St, Dept. of Natural Res. v. Bronsons

469 So. 2d 214 (1985)

STATE of Florida, DEPARTMENT OF NATURAL RESOURCES, et al., Appellants,
v.
BRONSONS, INC., a Florida Corporation, Appellee.

No. 84-812.

District Court of Appeal of Florida, Fifth District.

May 23, 1985.

*215 Lee R. Rohe, Tallahassee, for appellants.

Julian Clarkson and Michael L. Rosen, of Holland & Knight, Tallahassee, for appellee.

COWART, Judge.

As to land titles with roots of title that were thirty or more years old prior to the 1978 amendment to the Marketable Record Title Act (MRTA), section 712.02 et seq., Florida Statutes, that act can extinguish the claim of state sovereignty even to lands under meandered waters and can perfect title thereto in a private owner. See Askew v. Sonson, 409 So. 2d 7 (Fla. 1982); Odom v. Deltona Corp., 341 So. 2d 977 (Fla. 1976); Board of Trustees v. Paradise Fruit Co., 414 So. 2d 10 (Fla. 5th DCA 1982), review denied, 432 So. 2d 37 (Fla. 1983); State, Dept. of Natural Resources v. Contemporary Land Sales, Inc., 400 So. 2d 488 (Fla. 5th DCA 1981); Coastal Petroleum Co. v. American Cyanamid, 454 So. 2d 6 (Fla. 2d DCA 1984); Sawyer v. Modrall, 286 So. 2d 610 (Fla. 4th DCA 1973), cert. denied, 297 So. 2d 562 (Fla. 1974); Starnes v. Marcon Inv. Group, 571 F.2d 1369 (5th Cir.1978).
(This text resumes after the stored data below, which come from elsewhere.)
PR #3756, opened 2026-02-25
Auto fit video in tile depending on orientation of the tile and the source stream

BillCarsonFr:
I moved the logic out to a specific file to make the merging of https://github.com/element-hq/element-call/pull/3755 easier

Fixes https://github.com/element-hq/voip-internal/issues/468

## Before

Mobile video (portrait) are zoomed on desktop (landscape) and the other way around.
It also makes the video looks pixelized

image

## After 

image

The manual option to fit to frame has been removed in favor of the smart default based on orientation
image


src/tile/GridTile.tsx
```diff
@@ -103,18 +104,26 @@ const UserMediaTile: FC<UserMediaTileProps> = ({
...
+  const videoFit = useBehavior(vm.videoFit$);
+
   const rtcBackendIdentity = vm.rtcBackendIdentity;
   const handRaised = useBehavior(vm.handRaised$);
   const reaction = useBehavior(vm.reaction$);
 
+  // We need to keep track of the tile size.
+  // We use this to get the tile ratio, and compare it to the video ratio to decide
+  // whether to fit the video to frame or keep the ratio.
+  const [measureRef, bounds] = useMeasure();
```
robintown: `bounds` will change quite frequently due to animation and impact the performance. Could you instead use the `targetWidth` and `targetHeight` props passed to this component? Those represent the ["width/height this tile will have once its animations have settled"](https://github.com/element-hq/element-call/blob/00f880108e29e629b0c4aae835b06fd55f96eb19/src/grid/Grid.tsx#L171).

src/tile/SpotlightTile.tsx
```diff
@@ -173,7 +174,22 @@ const SpotlightItem: FC<SpotlightItemProps> = ({
...
+  const [measureRef, bounds] = useMeasure();
+
+  // Whenever bounds change, inform the viewModel
+  useEffect(() => {
+    if (bounds.width > 0 && bounds.height > 0) {
+      if (vm.type != "screen share") {
+        vm.setActualDimensions(bounds.width, bounds.height);
+      }
+    }
+  }, [bounds.width, bounds.height, vm]);
```
robintown: This could likewise use `targetWidth` + `targetHeight`

src/utils/videoFit.ts
```diff
@@ -0,0 +1,103 @@
...
+      // If we have a participant, observe their video track stats. If not, return undefined.
+      switchMap((p) => {
+        if (!p) return of(undefined);
+        if (p.isLocal) {
+          return observeOutboundRtpStreamStats$(p, Track.Source.Camera);
+        } else {
+          return observeInboundRtpStreamStats$(p, Track.Source.Camera);
+        }
+      }),
+    )
```
robintown, line 93: A UserMediaViewModel already has a `videoStreamStats$` observable, so rather than creating a second such observable here, could you have this function take the `videoStreamStats$` as a parameter? You'd have to remove [this `showConnectionStats` condition](https://github.com/element-hq/element-call/blob/00f880108e29e629b0c4aae835b06fd55f96eb19/src/state/media/UserMediaViewModel.ts#L138) of course.

(Aside: `audioStreamStats$` and `videoStreamStats$` really ought to both be Behaviors…)

src/utils/videoFit.ts
```diff
@@ -0,0 +1,103 @@
...
+  observeInboundRtpStreamStats$,
+  observeOutboundRtpStreamStats$,
+} from "../state/media/observeRtpStreamStats";
+
+type Size = {
+  width: number;
+  height: number;
+};
+
+export function videoFit$(
```
robintown, line 35: Doc comment? For instance what does an undefined size mean?

robintown (approved):
Yay, excited for this to land

robintown:
Oops, didn't mean to approve it just yet, but anyhow you have my feedback

src/utils/videoFit.ts
BillCarsonFr: Yes it has, but as you said it is used as a devtool option, and most of the time does not emit.
Most of the code is shared in observeRtpStreamStats$ anyhow.
I don't see benefit of doing like so. We have better modularisation like it is now?

src/tile/SpotlightTile.tsx
BillCarsonFr: Not sure it improves readability

src/tile/GridTile.tsx
BillCarsonFr: Thx for the pointer to targetWidth/Height. Was not aware of that, will use it.
Regarding impact on perf with bounds, how much would this be? because at the end videoFit will not change that much and it is the one triggering rendering. Asking because there are other uses of `useMeasure()`, should we consider using sone debounce for those?

robintown: Generally `useMeasure` doesn't create performance problems, only when combined with react-spring animations. The deal with react-spring is that for performance it updates element styles manually (bypassing React) on every animation frame. So if you add `useMeasure` into the mix (which re-renders whenever the element dimensions change) then React would have to re-render the component on every frame, negating react-spring's performance optimizations.

The other usages of `useMeasure` that I can see are in Grid, InCallView, and VideoPreview, none of which are controlled by react-spring, so they shouldn't need a debounce.

src/tile/SpotlightTile.tsx
robintown: I meant for performance reasons (edit: ah, I see you did make this change)

src/utils/videoFit.ts
robintown: Given that we have to do a semi-expensive polling operation to get the track settings, it would make sense to me to have this operation centralized in the view model. That way if we add another non-devtool thing that reads the frame rate or whatever, we're less likely to start polling these things 3+ times over.

Low-temperature feedback though.

robintown (approved):

src/utils/videoFit.ts
BillCarsonFr: Ok, let's see. I keep it like that for now, and will review when we will use another non dev-tool thing based on it

PR #3763, opened 2026-02-28
Add deafen toggle to mute all incoming audio

alisonjenkins:
## Summary
- Add deafen event type and DeafenReader for reading remote deafen state from Matrix room events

In this case the lands in question were unmeandered. The findings and acts of the original United States Government Surveyor (the cadastral engineer of the federal Bureau of Land Management), as shown by his field notes and plats, are official acts of the executive branch of the federal sovereign and were intended to be, and are, conclusively deemed correct. The government surveyor was under a duty to ascertain all permanent natural navigable waters constituting sovereignty lands and to meander them so as to identify them and distinguish them for all time from lands of other character. His findings and acts in this particular, like his other findings and acts, are not subject to examination and "correction" in courts of law. Correction of the original governmental survey must be made, if at all, by a resurvey commissioned by the same authority as was the original survey. The opinion in an affidavit of a present day land planner employed by the Department of Natural Resources of the state is incompetent evidence to contradict the facts established by the government surveyor's field notes and plat as to the navigability of water on March 3, 1845, when Florida became a state, and is legally insufficient to create a genuine factual issue and to avoid summary judgment even if MRTA did not apply.

AFFIRMED.

COBB, C.J., and ORFINGER, J., concur.